Mais il revient, il répare sa honte ;
Le temps l’éc : aire : oui, mais la mort plus prompte
Ferme mes yeux dans ce siècle pervers,
En attendant que les siens soient ouverts.
Chez nos neveux on me rendra justice ;
Mais, moi vivant, il faut que je jouisse.
Quand dans la tombe un pauvre homme est inclus,
Qu’importe un bruit, un nom qu’on n’entend plus[1] ?

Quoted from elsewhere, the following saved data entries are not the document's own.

PR #70, opened 2020-07-24
Create Semester Scheduler

### LINKED ISSUE #27: Create Semester Scheduling Algorithm and necessary classes

naaoli:


triplehair (approved):

src/main/java/com/google/collegeplanner/data/Schedule.java
```diff
@@ -24,6 +24,13 @@ public Schedule() {
     sections = new ArrayList<Section>();
   }
 
+  public Schedule(Schedule copy) {
+    sections = new ArrayList<Section>();
```
wli: I think either `new ArrayList<>(copy.getSections());` or `Collections.copy(copy.getSections(), sections)` is preferred over manually iterating

src/main/java/com/google/collegeplanner/data/Schedule.java
```diff
@@ -24,6 +24,13 @@ public Schedule() {
     sections = new ArrayList<Section>();
   }
 
+  public Schedule(Schedule copy) {
```
wli: I think naming this `Schedule schedule` would be clearer.

wli (changes requested):

ramyabuva (approved):

src/main/java/com/google/collegeplanner/data/Schedule.java
```diff
@@ -0,0 +1,105 @@
...
+public class Schedule {
+  private ArrayList<Section> sections;
+
+  public Schedule() {
+    sections = new ArrayList<Section>();
+  }
+
+  public Schedule(Schedule schedule) {
+    sections = new ArrayList<Section>();
+    Collections.copy(schedule.getSections(), sections)
```
wli: I think Collections needs to be imported - does this pass tests?

src/test/java/com/google/collegeplanner/SemesterSchedulerTest.java
```diff
@@ -0,0 +1,211 @@
...
+
+    assertEqualsLists(expectedSchedules, scheduler.getPossibleSchedules());
+  }
+
+  /**
+   * This function checks if two lists are the same (order does not matter)
+   * @param expected the list of expected schedules
+   * @param actual the list of actual schedules
+   */
+  public void assertEqualsLists(ArrayList<Schedule> expected, ArrayList<Schedule> actual) {
```
wli: any chance we could use `containsExactlyElementsIn` instead of writing your own (or using some other open source alternative)? This is part of the `com.google.common.truth` package - though I'm not sure how difficult it is to pull in (https://github.com/google/truth).

wli (changes requested):

savsa (approved):

src/test/java/com/google/collegeplanner/SemesterSchedulerTest.java
```diff
@@ -0,0 +1,196 @@
...
+    expectedSchedules.get(1).addClass(mathClasses.get(1));
+    expectedSchedules.get(1).addClass(chemClasses.get(0));
+
+    expectedSchedules.get(2).addClass(compSciClasses.get(1));
+    expectedSchedules.get(2).addClass(englishClasses.get(0));
+    expectedSchedules.get(2).addClass(mathClasses.get(0));
+    expectedSchedules.get(2).addClass(chemClasses.get(0));
+
+    ArrayList<Schedule> actualSchedules = scheduler.getPossibleSchedules();
+    Assert.assertTrue(expectedSchedules.containsAll(actualSchedules) &&
```
wli: if you ever finding yourself using a `&&` for test assertions, you can almost always split this up to help yourself debug easier in the future. When an assertion fails, you want it to be as easy to find out what is wrong as possible.

```
Assert.assertTrue(expectedSchedules.containsAll(actualSchedules))
Assert.assertEquals(expectedSchedules.size(), actualSchedules.size());
```

In addition, while `.containsAll` will tell you that something is wrong, it won't tell you which element is missing, which is important in debugging. Here's an example where you shouldn't need to do any copying: https://github.com/googleinterns/InterviewMe/blob/e3df6cf13c3d7e256cfb56f2a4d1e251156c9972/src/test/java/com/google/sps/data/ScheduledInterviewServletTest.java#L219

wli (changes requested):

src/main/java/com/google/collegeplanner/data/Schedule.java
```diff
@@ -61,6 +64,10 @@ private boolean conflictsWithSchedule(Section section) {
     return sections;
   }
 
+  public void removeLastClass() {
+    sections.remove(sections.size() - 1);
```
wli: This will crash if you remove when `sections.size() == 0`. Also, adding a quick test for this would be helpful to ensure this doesn't fail in unexpected ways.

L’ombre de Pope avec les rois repose ;
Un peuple entier fait son apothéose,
Et son nom vole à l’immortalité :
Quand il vivait, il fut persécuté.
Ah ! cachons-nous ; passons avec les sages
Le soir serein d’un jour mêlé d’orages ;
Et dérobons à l’œil de l’envieux
Le peu de temps que me laissent les dieux.
Tendre amitié, don du ciel, beauté pure,
Porte un jour doux dans ma retraite obscure !
Puissé-je vivre et mourir dans tes bras,
Loin du méchant qui ne te connaît pas,
Loin du bigot, dont la peur dangereuse
Corrompt la vie, et rend la mort affreuse !



  1. Autre imitation de Martial, V, 10 :
    Si post fata venit gloria, non propero.